Import and instantiate an InfluxDB3Source instance and hand it to an Application using app.add_source(<InfluxDB3Source>) or instead to a StreamingDataFrame with app.dataframe(source=<InfluxDB3Source>) if further data manipulation is required.

For more details around various settings, see configuration.

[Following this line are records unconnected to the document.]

PR #7320, opened 2024-02-08
feat(turbo-tasks-fetch): allow specifying a proxy

kwonoj:
### Description

next/font supports to setup proxy.

Closes PACK-2449

### DIFF
--- a/crates/turbo-tasks-fetch/src/lib.rs
+++ b/crates/turbo-tasks-fetch/src/lib.rs
@@ -36,11 +36,34 @@ impl HttpResponseBody {
     }
 }
 
+#[turbo_tasks::value(shared)]
+#[derive(Debug)]
+pub enum ProxyConfig {
+    Http(String),
+    Https(String),
+}
+
+#[turbo_tasks::value(transparent)]
+pub struct OptionProxyConfig(Option<ProxyConfig>);
+
 #[turbo_tasks::function]
-pub async fn fetch(url: Vc<String>, user_agent: Vc<Option<String>>) -> Result<Vc<FetchResult>> {
+pub async fn fetch(
+    url: Vc<String>,
+    user_agent: Vc<Option<String>>,
+    proxy_option: Vc<OptionProxyConfig>,
+) -> Result<Vc<FetchResult>> {
     let url = &*url.await?;
     let user_agent = &*user_agent.await?;
-    let client = reqwest::Client::new();
+    let proxy_option = &*proxy_option.await?;
+
+    let client_builder = reqwest::Client::builder();
+    let client_builder = match proxy_option {
+        Some(ProxyConfig::Http(proxy)) => client_builder.proxy(reqwest::Proxy::http(proxy)?),
+        Some(ProxyConfig::Https(proxy)) => client_builder.proxy(reqwest::Proxy::https(proxy)?),
+        _ => client_builder,
+    };
+
+    let client = client_builder.build()?;
 
     let mut builder = client.get(url);
     if let Some(user_agent) = user_agent {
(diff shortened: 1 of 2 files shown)


crates/turbo-tasks-fetch/src/lib.rs
```diff
@@ -36,11 +36,32 @@ impl HttpResponseBody {
     }
 }
 
+#[turbo_tasks::value(shared)]
+#[derive(Debug)]
+pub enum ProxyOption {
+    None,
+    Http(String),
+    Https(String),
+}
```
ForsakenHarmony, line 45:
```suggestion
#[turbo_tasks::value(shared)]
#[derive(Debug)]
pub enum Proxy {
    Http(String),
    Https(String),
}
```

crates/turbo-tasks-fetch/src/lib.rs
```diff
@@ -36,11 +36,32 @@ impl HttpResponseBody {
...
+
 #[turbo_tasks::function]
-pub async fn fetch(url: Vc<String>, user_agent: Vc<Option<String>>) -> Result<Vc<FetchResult>> {
+pub async fn fetch(
+    url: Vc<String>,
+    user_agent: Vc<Option<String>>,
+    proxy_option: Vc<ProxyOption>,
```
ForsakenHarmony, line 51:
```suggestion
    proxy_option: Vc<Option<Vc<ProxyOption>>>,
```

crates/turbo-tasks-fetch/src/lib.rs
ForsakenHarmony: Could probably also make this derive `TaskInput` and not have this be a turbo tasks value at all

crates/turbo-tasks-fetch/src/lib.rs
```diff
@@ -36,11 +36,34 @@ impl HttpResponseBody {
...
+
+#[turbo_tasks::value(transparent)]
+pub struct OptionProxyConfig(Option<ProxyConfig>);
+
 #[turbo_tasks::function]
-pub async fn fetch(url: Vc<String>, user_agent: Vc<Option<String>>) -> Result<Vc<FetchResult>> {
+pub async fn fetch(
+    url: Vc<String>,
+    user_agent: Vc<Option<String>>,
+    proxy_option: Vc<OptionProxyConfig>,
```
ForsakenHarmony, line 53: does it not work without the newtype?

kwonoj: I got some build error message like cannot be awaited without intofuture trait impl, not sure what's the difference.

kwonoj:
```
error[E0277]: the trait bound `Vc<std::option::Option<ProxyConfig>>: IntoFuture` is not satisfied
  --> crates/turbo-tasks-fetch/src/lib.rs:57:39
   |
57 |     let proxy_option = &*proxy_option.await?;
   |                                      -^^^^^
   |                                      ||
   |                                      |the trait `IntoFuture` is not implemented for `Vc<std::option::Option<ProxyConfig>>`
   |                                      help: remove the `.await`
   |
   = help: the following other types implement trait `IntoFuture`:
             Vc<T>
             &Vc<T>
```

ForsakenHarmony: I think you still have to wrap the inner type in a vc
`Vc<Option<Vc<ProxyConfig>>`

But I guess that makes it a bit more annoying to use

kwonoj: Looks like so. Probably ok to have a new type?

ForsakenHarmony (approved):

from quixstreams import Application
from quixstreams.sources.community.influxdb3 import InfluxDB3Source
from datetime import datetime, timedelta, timezone

app = Application(broker_address="localhost:9092")
topic = app.topic("influx-topic")

influx = InfluxDB3Source(
    token="<influxdb-access-token>",
    host="<influxdb-host>",
    organization_id="<influxdb-org>",
    database="<influxdb-database>",
    measurements="my-measurement",
    start_date=datetime.now(tz=timezone.utc) - timedelta(days=2),
    end_date=datetime.now(tz=timezone.utc),
)

app = Application(
    broker_address="<YOUR BROKER INFO>",
    consumer_group="<YOUR GROUP>",
)

sdf = app.dataframe(source=influx).print(metadata=True)
# YOUR LOGIC HERE!
sdf.to_topic(topic)

if __name__ == "__main__":
    app.run()

Configuration

Here are the InfluxDB-related configurations to be aware of (see InfluxDB3Source API for all parameters).

Required:

  • host: Host URL of the InfluxDB instance.
  • token: Authentication token for InfluxDB.
  • organization_id: Organization name in InfluxDB.
  • database: Database name in InfluxDB.

Optional:

  • key_setter: sets the kafka message key for a measurement record.
    By default, will set the key to the measurement's name.
  • timestamp_setter: sets the kafka message timestamp for a measurement record.
    By default, the timestamp will be the Kafka default (Kafka produce time).
  • start_date: The start datetime for querying InfluxDB.
    Uses current time by default.
  • end_date: The end datetime for querying InfluxDB.
    If none provided, runs indefinitely for a single measurement.
  • measurements: The measurements to query.
    If None, all measurements will be processed.
  • measurement_column_name: The column name used for appending the measurement name to the record. Default: _measurement_name.
  • sql_query: Custom SQL query for retrieving data. Query expects a {start_time}, {end_time}, and {measurement_name} for later formatting.
    If provided, it overrides the default window-query logic.
  • time_delta: Time interval for batching queries, e.g. "5m" for 5 minutes.
    Default: 5m.
  • delay: Add a delay (in seconds) between producing batches.
    Default: 0.
  • max_retries: Maximum number of retries for querying or producing;
    Note that consecutive retries have a multiplicative backoff. Default: 5.

Testing Locally

Rather than connect to a hosted InfluxDB3 instance, you can alternatively test your application using a local instance of Influxdb3 using Docker:

  1. Execute in terminal:

    docker run --rm -d --name influxdb3 \
    -p 8181:8181 \
    quay.io/influxdb/influxdb3-core:latest \
    serve --node-id=host0 --object-store=memory
    
  2. Use the following settings for InfluxDB3Source to connect:

    InfluxDB3Source(
        host="http://localhost:8181",   # be sure to add http
        organization_id="local",        # unused, but required
        token="local",                  # unused, but required
        database="<YOUR DB>",
    )
    

Note: the database must exist for this to successfully run.